PR #58, opened 2018-09-05
Introduce hook to short-circuit installation of service workers

felixarntz:
While service workers are typically installed via JavaScript and `navigator.serviceWorker`, this is not always applicable and possible. When using AMP for example, the `amp-install-serviceworker` tag should be used instead.

Therefore this PR introduces a `wp_install_service_workers` filter that allows to short-circuit the default implementation. In the hook callback, then a custom implementation can run.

= = = = = = =

● Exercise objective:
Wherever a line of the material has the word "circuit", add it to a tally; give only the final number.

● Output of the task:
2